EXTRACTED MATERIAL below:

PR #1681, opened 2023-09-04
Fix Config File Path  Issue

### LINKED ISSUE #1674: [Bug]: ACA deployment with latest sample script and latest Docker image cannot find DAB config
### What happened?

When using the sample script found at https://github.com/Azure/data-api-builder/blob/main/samples/azure/azure-container-apps-deploy.sh with a valid DAB config using latest schema version, latest `mcr.microsoft.com/azure-databases/data-api-builder` Docker container image, and properly configured environment variables in the sample script to deploy to Azure Container Apps, DAB can't seem to find the config on startup and returns HTTP 503 on entity REST requests.

After some troubleshooting, it was found that an older Docker image with tag `0.7.6` does not trigger this issue and returns requests fine; this issue seems to occur only on images after `0.7.6` (`0.8.44-rc` and the latest of this post, `0.8.49`, which is also the same as `latest` tag) regardless if the schema version is different from the Docker image version.

### Version

0.8.49

Azure SQL

Container Apps

REST

### Relevant log output

```Text
2023-08-31T17:16:02.452130428Z warn: Microsoft.AspNetCore.DataProtection.Repositories.FileSystemXmlRepository[60]
2023-08-31T17:16:02.452159362Z       Storing keys in a directory '/root/.aspnet/DataProtection-Keys' that may not be persisted outside of the container. Protected data will be unavailable when container is destroyed.
2023-08-31T17:16:02.452399157Z info: Microsoft.AspNetCore.DataProtection.KeyManagement.XmlKeyManager[62]
2023-08-31T17:16:02.452407764Z       User profile is available. Using '/root/.aspnet/DataProtection-Keys' as key repository; keys will not be encrypted at rest.
2023-08-31T17:16:02.465330499Z info: Microsoft.AspNetCore.DataProtection.KeyManagement.XmlKeyManager[58]
2023-08-31T17:16:02.465346428Z       Creating key {bfc3e456-e8bc-4fc8-8788-7792304f6555} with creation date 2023-08-31 17:16:02Z, activation date 2023-08-31 17:16:02Z, and expiration date 2023-11-29 17:16:02Z.
2023-08-31T17:16:02.472850394Z warn: Microsoft.AspNetCore.DataProtection.KeyManagement.XmlKeyManager[35]
2023-08-31T17:16:02.472867196Z       No XML encryptor configured. Key {bfc3e456-e8bc-4fc8-8788-7792304f6555} may be persisted to storage in unencrypted form.
2023-08-31T17:16:02.476072036Z info: Microsoft.AspNetCore.DataProtection.Repositories.FileSystemXmlRepository[39]
2023-08-31T17:16:02.476080652Z       Writing data to file '/root/.aspnet/DataProtection-Keys/key-bfc3e456-e8bc-4fc8-8788-7792304f6555.xml'.
2023-08-31T17:16:02.491547038Z Unable to find config file:  does not exist.
2023-08-31T17:16:02.672510416Z Unable to find config file:  does not exist.
2023-08-31T17:16:02.687951924Z info: Microsoft.Hosting.Lifetime[14]
2023-08-31T17:16:02.687990687Z       Now listening on: http://[::]:5000
2023-08-31T17:16:02.689067467Z info: Microsoft.Hosting.Lifetime[0]
2023-08-31T17:16:02.689083808Z       Application started. Press Ctrl+C to shut down.
2023-08-31T17:16:02.689670331Z info: Microsoft.Hosting.Lifetime[0]
2023-08-31T17:16:02.689681321Z       Hosting environment: Production
2023-08-31T17:16:02.689686020Z info: Microsoft.Hosting.Lifetime[0]
2023-08-31T17:16:02.689690148Z       Content root path: /App
2023-08-31T17:17:00.902103944Z info: Microsoft.AspNetCore.Hosting.Diagnostics[1]
2023-08-31T17:17:00.902166371Z       Request starting HTTP/1.1 GET http://***.westus2.azurecontainerapps.io/api/Product - -
2023-08-31T17:17:00.905627200Z warn: Microsoft.AspNetCore.HttpsPolicy.HttpsRedirectionMiddleware[3]
2023-08-31T17:17:00.905651636Z       Failed to determine the https port for redirect.
2023-08-31T17:17:00.950390183Z info: Microsoft.AspNetCore.Hosting.Diagnostics[2]
2023-08-31T17:17:00.950445215Z       Request finished HTTP/1.1 GET http://***.westus2.azurecontainerapps.io/api/Product - - - 503 0 - 48.8507ms
```

### Code of Conduct

abhishekkumams:
## Why make this change?

- Closes #1674 ConfigFile was not found when running in the Azure Container Apps.

## What is this change?

- Because of the way we used to fetch the cofigFileName, the path was lost, due to which using config file present in a different directory was giving `file not found` error.
- So we updated the method to fetch the configFileNamewihoutExtension to keep the original path.
- To run Azure Container Apps `--ConfigFileName` is provided with the full path name to the mounted config file.

NOTE:
* This issue might be caught in Az Container apps but this is not specifically related to Containers, because the current file name generation process was itself incorrect in 0.8.* release.
* When we try to get the `fileNameWithoutExtension` in the method `GetFileNameForEnvironment`, we used to lose directory information, for example: if baseConfigFile is`dab/configs/dab-config.json`, then `configFileNameWithoutExtension` was coming as `dab-config`, which is incorrect.
* This issue started happening from 0.8.* because in the earlier release (0.7.6), if config file name is provided by user, we directly used it without searching for overrides and environments, unlike 0.8.*. And the precedence check used to happen for cases where config file is not provided by user.
* Now, since 0.8.*, we started using the method `GetFileNameWithoutExtension`, which is incorrect causing File not found issue whenever the config file is not in current directory.
* The method `DoesFileExistInCurrentDirectory()` checks if the file exists by combining the current directory with the fileName. Now if file is existing in some other directory inside current directory, then for proper searching the file should contain complete info about the directory. So, if current dicrectory is `C:/dab`, and file is in `C:/dab/configs/dab-config.json`, then the file name should either be full path or `/configs/dab-configs.json` for it to be searched.

## Additional Change
1. Fixing name of variables and function name to correctly reflect their behavior.
2. Fixing issue with not honoring the user provided config file, (caused after 0.8 release). (Putting in this PR, because this PR aims at fixing how we are using the config files and not just a bug fix.)

## How was this tested?

- [X] Running In Azure Container Apps
BEFORE:
image

AFTER:
image

- [X] Local Testing
BEFORE:
image

AFTER:
image

- [X] Unit Tests

### DIFF
--- a/src/Config/FileSystemRuntimeConfigLoader.cs
+++ b/src/Config/FileSystemRuntimeConfigLoader.cs
@@ -58,7 +58,7 @@ public class FileSystemRuntimeConfigLoader : RuntimeConfigLoader
         _fileSystem = fileSystem;
         _baseConfigFileName = baseConfigFileName;
         ConfigFileName = GetFileNameForEnvironment(Environment.GetEnvironmentVariable("ASPNETCORE_ENVIRONMENT"), false);
-        // If fileName based on environment is empty, then use the default config file name.
+        // If file for environment is not found, then the baseConfigFile is used as the final configFile for runtime engine.
         if (string.IsNullOrWhiteSpace(ConfigFileName))
         {
             ConfigFileName = baseConfigFileName;
--- a/src/Config/FileSystemRuntimeConfigLoader.cs
+++ b/src/Config/FileSystemRuntimeConfigLoader.cs
@@ -173,7 +173,7 @@ public class FileSystemRuntimeConfigLoader : RuntimeConfigLoader
         string configFileNameWithExtension = $"{configFileName}{fileExtension}";
         string overriddenConfigFileNameWithExtension = GetOverriddenName(configFileName);
 
-        Console.WriteLine($"FileSystemRuntimeConfigLoader2, fileNameWithoutExtension: {fileNameWithoutExtension}, configFileName: {configFileName}, overriddenConfigFileNameWithExtension: {overriddenConfigFileNameWithExtension}");
+        Console.WriteLine($"FileSystemRuntimeConfigLoader2, fileNameWithoutExtension: {fileNameWithoutExtension}, configFileName: {configFileName}, overriddenConfigFileNameWithExtension: {overriddenConfigFileNameWithExtension}, configFileNameWithExtension: {configFileNameWithExtension}");
 
         if (considerOverrides && DoesFileExistInCurrentDirectory(overriddenConfigFileNameWithExtension))
         {
@@ -208,7 +208,9 @@ public class FileSystemRuntimeConfigLoader : RuntimeConfigLoader
     public bool DoesFileExistInCurrentDirectory(string fileName)
     {
         string currentDir = _fileSystem.Directory.GetCurrentDirectory();
-        Console.WriteLine($"FileSystemRuntimeConfigLoader, currentDir: {currentDir}");
+        Console.WriteLine($"FileSystemRuntimeConfigLoader2, currentDir: {currentDir}");
+        Console.WriteLine($"FileSystemRuntimeConfigLoader2, fileName: {fileName}");
+        Console.WriteLine($"FileSystemRuntimeConfigLoader2, _fileSystem.Path.Combine(currentDir, fileName): {_fileSystem.Path.Combine(currentDir, fileName)}");
         return _fileSystem.File.Exists(_fileSystem.Path.Combine(currentDir, fileName));
     }
 
--- a/src/Config/FileSystemRuntimeConfigLoader.cs
+++ b/src/Config/FileSystemRuntimeConfigLoader.cs
@@ -58,6 +58,7 @@ public class FileSystemRuntimeConfigLoader : RuntimeConfigLoader
         _fileSystem = fileSystem;
         _baseConfigFileName = baseConfigFileName;
         ConfigFileName = GetFileNameForEnvironment(Environment.GetEnvironmentVariable("ASPNETCORE_ENVIRONMENT"), false);
+        // if fileName based on environment is empty, then use the default config file name.
         if (string.IsNullOrWhiteSpace(ConfigFileName))
         {
             ConfigFileName = baseConfigFileName;
@@ -158,6 +159,9 @@ public class FileSystemRuntimeConfigLoader : RuntimeConfigLoader
     /// <returns></returns>
     public string GetFileName(string? environmentValue, bool considerOverrides)
     {
+        // if the baseConfigFileName contains a path, we need to insure that is not lost. for example: baseConfigFileName = "config/dab-config.json"
+        // in this case, we need to get the directory name and the file name without extension and then combine them back. Else, we will lose the path
+        // and the file will be searched in the current directory.
         string fileNameWithoutExtension = _fileSystem.Path.Combine(_fileSystem.Path.GetDirectoryName(_baseConfigFileName) ?? string.Empty, _fileSystem.Path.GetFileNameWithoutExtension(_baseConfigFileName));
         string fileExtension = _fileSystem.Path.GetExtension(_baseConfigFileName);
         string configFileName =
--- a/src/Config/FileSystemRuntimeConfigLoader.cs
+++ b/src/Config/FileSystemRuntimeConfigLoader.cs
@@ -150,7 +150,7 @@ public class FileSystemRuntimeConfigLoader : RuntimeConfigLoader
     /// </summary>
     private string GetFinalConfigFilePath()
     {
-        if(!string.Equals(_baseConfigFilePath, DEFAULT_CONFIG_FILE_NAME))
+        if (!string.Equals(_baseConfigFilePath, DEFAULT_CONFIG_FILE_NAME))
         {
             // user provided config file is honoured.
             return _baseConfigFilePath;
--- a/src/Config/FileSystemRuntimeConfigLoader.cs
+++ b/src/Config/FileSystemRuntimeConfigLoader.cs
@@ -27,7 +27,7 @@ public class FileSystemRuntimeConfigLoader : RuntimeConfigLoader
 {
     // This stores either the default config name e.g. dab-config.json
     // or user provided config file.
-    private string _baseConfigFileName;
+    private string _baseConfigFilePath;
 
     private readonly IFileSystem _fileSystem;
 
@@ -45,24 +45,20 @@ public class FileSystemRuntimeConfigLoader : RuntimeConfigLoader
     public const string DEFAULT_CONFIG_FILE_NAME = $"{CONFIGFILE_NAME}{CONFIG_EXTENSION}";
 
     /// <summary>
-    /// Stores the config file name actually loaded by the engine.
+    /// Stores the config file actually loaded by the engine.
     /// It could be the base config file (e.g. dab-config.json), any of its derivatives with
     /// environment specific suffixes (e.g. dab-config.Development.json) or the user provided
     /// config file name.
+    /// It could also be the config file provided by the user.
     /// </summary>
-    public string ConfigFileName { get; internal set; }
+    public string ConfigFilePath { get; internal set; }
 
-    public FileSystemRuntimeConfigLoader(IFileSystem fileSystem, string baseConfigFileName = DEFAULT_CONFIG_FILE_NAME, string? connectionString = null)
+    public FileSystemRuntimeConfigLoader(IFileSystem fileSystem, string baseConfigFilePath = DEFAULT_CONFIG_FILE_NAME, string? connectionString = null)
         : base(connectionString)
     {
         _fileSystem = fileSystem;
-        _baseConfigFileName = baseConfigFileName;
-        ConfigFileName = GetFileNameForEnvironment(Environment.GetEnvironmentVariable("ASPNETCORE_ENVIRONMENT"), false);
-        // If file for environment is not found, then the baseConfigFile is used as the final configFile for runtime engine.
-        if (string.IsNullOrWhiteSpace(ConfigFileName))
-        {
-            ConfigFileName = baseConfigFileName;
-        }
+        _baseConfigFilePath = baseConfigFilePath;
+        ConfigFilePath = GetFinalConfigFilePath();
     }
 
     /// <summary>
@@ -104,7 +100,7 @@ public class FileSystemRuntimeConfigLoader : RuntimeConfigLoader
     /// <returns>True if the config was loaded, otherwise false.</returns>
     public override bool TryLoadKnownConfig([NotNullWhen(true)] out RuntimeConfig? config, bool replaceEnvVar = false)
     {
-        return TryLoadConfig(ConfigFileName, out config, replaceEnvVar);
+        return TryLoadConfig(ConfigFilePath, out config, replaceEnvVar);
     }
 
     /// <summary>
@@ -150,6 +146,29 @@ public class FileSystemRuntimeConfigLoader : RuntimeConfigLoader
     }
 
     /// <summary>
+    /// This method returns the final config file name that will be used by the runtime engine.
+    /// </summary>
+    private string GetFinalConfigFilePath()
+    {
+        if(!string.Equals(_baseConfigFilePath, DEFAULT_CONFIG_FILE_NAME))
+        {
+            // user provided config file is honoured.
+            return _baseConfigFilePath;
+        }
+
+        // ConfigFile not explicitly provided by user, so we need to get the config file name based on environment.
+        string configFilePath = GetFileNameForEnvironment(Environment.GetEnvironmentVariable(ASP_NET_CORE_ENVIRONMENT_VAR_NAME), false);
+
+        // If file for environment is not found, then the baseConfigFile is used as the final configFile for runtime engine.
+        if (string.IsNullOrWhiteSpace(configFilePath))
+        {
+            return _baseConfigFilePath;
+        }
+
+        return configFilePath;
+    }
+
+    /// <summary>
     /// Generates the config file name and a corresponding overridden file name,
     /// With precedence given to overridden file name, returns that name
     /// if the file exists in the current directory, else an empty string.
@@ -160,24 +179,24 @@ public class FileSystemRuntimeConfigLoader : RuntimeConfigLoader
     /// <returns></returns>
     public string GetFileName(string? environmentValue, bool considerOverrides)
     {
-        // If the baseConfigFileName contains a path, we need to ensure that it is not lost. for example: baseConfigFileName = "config/dab-config.json"
+        // If the baseConfigFilePath contains directory info, we need to ensure that it is not lost. for example: baseConfigFilePath = "config/dab-config.json"
         // in this case, we need to get the directory name and the file name without extension and then combine them back. Else, we will lose the path
         // and the file will be searched in the current directory.
-        string fileNameWithoutExtension = _fileSystem.Path.Combine(_fileSystem.Path.GetDirectoryName(_baseConfigFileName) ?? string.Empty, _fileSystem.Path.GetFileNameWithoutExtension(_baseConfigFileName));
-        string fileExtension = _fileSystem.Path.GetExtension(_baseConfigFileName);
-        string configFileName =
+        string filePathWithoutExtension = _fileSystem.Path.Combine(_fileSystem.Path.GetDirectoryName(_baseConfigFilePath) ?? string.Empty, _fileSystem.Path.GetFileNameWithoutExtension(_baseConfigFilePath));
+        string fileExtension = _fileSystem.Path.GetExtension(_baseConfigFilePath);
+        string configFilePath =
             !string.IsNullOrEmpty(environmentValue)
-            ? $"{fileNameWithoutExtension}.{environmentValue}"
-            : $"{fileNameWithoutExtension}";
-        string configFileNameWithExtension = $"{configFileName}{fileExtension}";
-        string overriddenConfigFileNameWithExtension = GetOverriddenName(configFileName);
+            ? $"{filePathWithoutExtension}.{environmentValue}"
+            : $"{filePathWithoutExtension}";
+        string configFileNameWithExtension = $"{configFilePath}{fileExtension}";
+        string overriddenConfigFileNameWithExtension = GetOverriddenName(configFilePath);
 
-        if (considerOverrides && DoesFileExistInCurrentDirectory(overriddenConfigFileNameWithExtension))
+        if (considerOverrides && DoesFileExistInDirectory(overriddenConfigFileNameWithExtension))
         {
             return overriddenConfigFileNameWithExtension;
         }
 
-        if (DoesFileExistInCurrentDirectory(configFileNameWithExtension))
+        if (DoesFileExistInDirectory(configFileNameWithExtension))
         {
             return configFileNameWithExtension;
         }
@@ -185,9 +204,9 @@ public class FileSystemRuntimeConfigLoader : RuntimeConfigLoader
         return string.Empty;
     }
 
-    private static string GetOverriddenName(string fileName)
+    private static string GetOverriddenName(string filePath)
     {
-        return $"{fileName}.overrides{CONFIG_EXTENSION}";
+        return $"{filePath}.overrides{CONFIG_EXTENSION}";
     }
 
     /// <summary>
@@ -199,10 +218,16 @@ public class FileSystemRuntimeConfigLoader : RuntimeConfigLoader
         return $"{fileName}.{environmentValue}{CONFIG_EXTENSION}";
     }
 
-    public bool DoesFileExistInCurrentDirectory(string fileName)
+    /// <summary>
+    /// Checks if the file exists in the directory.
+    /// Works for both relative and absolute paths.
+    /// </summary>
+    /// <param name="filePath"></param>
+    /// <returns>True if file is found, else false.</returns>
+    public bool DoesFileExistInDirectory(string filePath)
     {
         string currentDir = _fileSystem.Directory.GetCurrentDirectory();
-        return _fileSystem.File.Exists(_fileSystem.Path.Combine(currentDir, fileName));
+        return _fileSystem.File.Exists(_fileSystem.Path.Combine(currentDir, filePath));
     }
 
     /// <summary>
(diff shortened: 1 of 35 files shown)


src/Config/FileSystemRuntimeConfigLoader.cs
```diff
@@ -58,6 +58,11 @@ public FileSystemRuntimeConfigLoader(IFileSystem fileSystem, string baseConfigFi
         _fileSystem = fileSystem;
         _baseConfigFileName = baseConfigFileName;
         ConfigFileName = GetFileNameForEnvironment(Environment.GetEnvironmentVariable("ASPNETCORE_ENVIRONMENT"), false);
+        // if fileName based on environment is empty, then use the default config file name.
```
Aniruddh25, line 61: The function: `GetFileNameForEnvironment` should return the default config file name if the fileName based on environment is empty - the 3rd index is string.Empty in the environment variable loop. Did you observe this is not happening?

src/Config/FileSystemRuntimeConfigLoader.cs
```diff
@@ -154,7 +160,10 @@ public string GetFileNameForEnvironment(string? aspnetEnvironment, bool consider
     /// <returns></returns>
     public string GetFileName(string? environmentValue, bool considerOverrides)
     {
-        string fileNameWithoutExtension = _fileSystem.Path.GetFileNameWithoutExtension(_baseConfigFileName);
+        // if the baseConfigFileName contains a path, we need to insure that is not lost. for example: baseConfigFileName = "config/dab-config.json"
+        // in this case, we need to get the directory name and the file name without extension and then combine them back. Else, we will lose the path
+        // and the file will be searched in the current directory.
+        string fileNameWithoutExtension = _fileSystem.Path.Combine(_fileSystem.Path.GetDirectoryName(_baseConfigFileName) ?? string.Empty, _fileSystem.Path.GetFileNameWithoutExtension(_baseConfigFileName));
```
Aniruddh25, line 166: In the case of remote docker, how would the `_baseConfigFileName` contain a directory path?
The constructor of `FileSystemRuntimeConfigLoader` defaults this parameter to be DEFAULT_CONFIG_FILE_NAME which is dab_config.json

src/Service.Tests/Unittests/ConfigValidationUnitTests.cs
```diff
@@ -2017,6 +2017,36 @@ string[] linkingTargetFields
...
+        /// This test checks that the final config used by runtime engine doesn't lose the directory information
+        /// provided in the base config file path when loading the config based on the environment.
+        /// </summary>
+        /// <param name="addDirectory"></param>
+        /// <param name="environmentValue"></param>
+        /// <param name="baseConfigFilePath"></param>
+        /// <param name="finalConfigFilePath"></param>
+        [DataTestMethod]
+        [DataRow(false, "", "current-dir-dab-config.json", "current-dir-dab-config.json", DisplayName = "Config file in the current directory")]
+        [DataRow(true, "", "test\\diff-dir-dab-config.json", "test\\diff-dir-dab-config.json", DisplayName = "Config file in a different directory")]
```
Aniruddh25, line 2030: What if its an absolute path to the config file? for example, `C:\\dab\\test\\diff-dir-dab-config.json` ?

src/Service.Tests/Unittests/ConfigValidationUnitTests.cs
```diff
@@ -2017,6 +2017,36 @@ string[] linkingTargetFields
...
+        [DataRow(false, "Test", "current-dir-dab-config.json", "current-dir-dab-config.Test.json", DisplayName = "Config file in the current directory")]
```
Aniruddh25, line 2031:
```suggestion
        [DataRow(false, "Test", "current-dir-dab-config.json", "current-dir-dab-config.Test.json", DisplayName = "Config file in the current directory with non-empty environment value")]
```

src/Service.Tests/Unittests/ConfigValidationUnitTests.cs
```diff
@@ -2017,6 +2017,36 @@ string[] linkingTargetFields
...
+        [DataRow(true, "Test", "test\\diff-dir-dab-config.json", "test\\diff-dir-dab-config.Test.json", DisplayName = "Config file in a different directory")]
```
Aniruddh25, line 2032:
```suggestion
        [DataRow(true, "Test", "test\\diff-dir-dab-config.json", "test\\diff-dir-dab-config.Test.json", DisplayName = "Config file in a different directory with non-empty environment value")]
```

src/Config/FileSystemRuntimeConfigLoader.cs
abhishekkumams: `_baseConfigFileName` would contain the default when nothing is provided as part of `--ConfigFileName`. If the `_baseConfigFileName` doesn't contain drectory path, then it searches in the current directory.

src/Config/FileSystemRuntimeConfigLoader.cs
abhishekkumams: yes, it was returning empty when the config file is not found, as can be seen in the Logs. Due to which logs are like this `Unable to find config File: does not exist.`

src/Config/FileSystemRuntimeConfigLoader.cs
Aniruddh25: I understand when --ConfigFileName is not provided, default is picked up. 

My question is why would _baseConfigFileName contain a directory name in the remote docker scenario? Essentially, why does this fix work?

Aniruddh25: Discussed offline, PR description needs to be updated. To run Azure Container Apps, 
`--ConfigFileName` is provided with the full path name to the mounted config file, hence the remote docker scenario is fixed with this solution.

src/Config/FileSystemRuntimeConfigLoader.cs
```diff
@@ -58,6 +58,11 @@ public FileSystemRuntimeConfigLoader(IFileSystem fileSystem, string baseConfigFi
         _fileSystem = fileSystem;
         _baseConfigFileName = baseConfigFileName;
         ConfigFileName = GetFileNameForEnvironment(Environment.GetEnvironmentVariable("ASPNETCORE_ENVIRONMENT"), false);
+        // If fileName based on environment is empty, then use the default config file name.
```
Aniruddh25, line 61: nit: Comment needs to be updated.

Aniruddh25 (approved):
Thanks for investigating this, and fixing with high priority for 0.8! LGTM after resolving comments as discussed.

src/Config/FileSystemRuntimeConfigLoader.cs
```diff
@@ -154,7 +160,10 @@ public string GetFileNameForEnvironment(string? aspnetEnvironment, bool consider
     /// <returns></returns>
     public string GetFileName(string? environmentValue, bool considerOverrides)
     {
-        string fileNameWithoutExtension = _fileSystem.Path.GetFileNameWithoutExtension(_baseConfigFileName);
+        // If the baseConfigFileName contains a path, we need to insure that is not lost. for example: baseConfigFileName = "config/dab-config.json"
```
Aniruddh25, line 163:
```suggestion
        // If the baseConfigFileName contains a path, we need to ensure that it is not lost. for example: baseConfigFileName = "config/dab-config.json"
```

src/Service.Tests/Unittests/ConfigValidationUnitTests.cs
```diff
@@ -2017,6 +2017,47 @@ string[] linkingTargetFields
...
         }
 
+        /// <summary>
+        /// This test checks that the final config used by runtime engine doesn't lose the directory information
+        /// if provided in the base config file path when loading the config based on the environment.
+        /// </summary>
+        /// <param name="addDirectory"></param>
+        /// <param name="environmentValue"></param>
+        /// <param name="baseConfigFilePath"></param>
+        /// <param name="finalConfigFilePath"></param>
```
seantleonard, line 2027: Outdated

src/Config/FileSystemRuntimeConfigLoader.cs
```diff
@@ -154,7 +160,10 @@ public string GetFileNameForEnvironment(string? aspnetEnvironment, bool consider
     /// <returns></returns>
     public string GetFileName(string? environmentValue, bool considerOverrides)
     {
-        string fileNameWithoutExtension = _fileSystem.Path.GetFileNameWithoutExtension(_baseConfigFileName);
+        // If the baseConfigFileName contains a path, we need to ensure that it is not lost. for example: baseConfigFileName = "config/dab-config.json"
+        // in this case, we need to get the directory name and the file name without extension and then combine them back. Else, we will lose the path
+        // and the file will be searched in the current directory.
+        string fileNameWithoutExtension = _fileSystem.Path.Combine(_fileSystem.Path.GetDirectoryName(_baseConfigFileName) ?? string.Empty, _fileSystem.Path.GetFileNameWithoutExtension(_baseConfigFileName));
```
seantleonard, line 166: You have code here which preserves the path (per comment), however, the next few lines of code check `DoesFileExistInCurrentDirectory()` which would presumably fail and hit line 185 to return empty string.

src/Service.Tests/Unittests/ConfigValidationUnitTests.cs
```diff
@@ -2017,6 +2017,47 @@ string[] linkingTargetFields
...
+            bool IsDifferentDirectory,
+            string environmentValue,
+            bool isAbsolutePath,
+            string baseConfigFilePath,
+            string finalConfigFilePath)
+        {
+            MockFileSystem fileSystem = new();
+            if (IsDifferentDirectory)
+            {
+                fileSystem.AddDirectory("test");
```
seantleonard, line 2047: In `runtimeConfigLoader.GetFileName(...)` there is a call to `_fileSystem.Directory.GetCurrentDirectory();`. Is the current directory in the mock file system representative of the value returned in a real Az Container Apps deployment? 

The PR description is not clear about what change after `0.7.6` caused the bug this PR is fixing. The requirement to now supply a 'full' file path looks to make everything work, but it is not clear why it works because per the container deploy script, the config file is uploaded to the root of the config file share:
https://github.com/Azure/data-api-builder/blob/f8373b8e231ddae1f8bba99160f6de1932d9f4a6/samples/azure/azure-container-apps-deploy.sh#L50-L52

What would be an example of the full file path provided in Az container apps? do you need to know the mount name/location of the file share that is created?

seantleonard:
In the past, we've had issues with local Docker containers finding the desired config file. The root cause of those issues where an incorrect file/folder mapping to the Docker container. could that be the case with this issue too? 
In the PR description, can you describe what behavior you observed in Az Container apps?
- Was the desired config file being overwritten in the file share, when looking for a config file in the root of the file share?
- Is this issue only seen when the config file is placed in a folder? (not root of file share) e.g. `FileShare::\\config.json`vs. `FileShare::\\subFolder\config.json`

src/Service.Tests/Unittests/ConfigValidationUnitTests.cs
aaronburtle: > What would be an example of the full file path provided in Az container apps? do you need to know the mount name/location of the file share that is created?

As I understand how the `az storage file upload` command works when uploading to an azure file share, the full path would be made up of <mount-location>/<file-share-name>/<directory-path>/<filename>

End of EXTRACTED MATERIAL.

• **TASK ITEM**: Set every line down again exactly. Begin with the first line of the entries and finish with the line containing "### What happened?".

• **REPLY**:
PR #1681, opened 2023-09-04
Fix Config File Path  Issue

### LINKED ISSUE #1674: [Bug]: ACA deployment with latest sample script and latest Docker image cannot find DAB config
### What happened?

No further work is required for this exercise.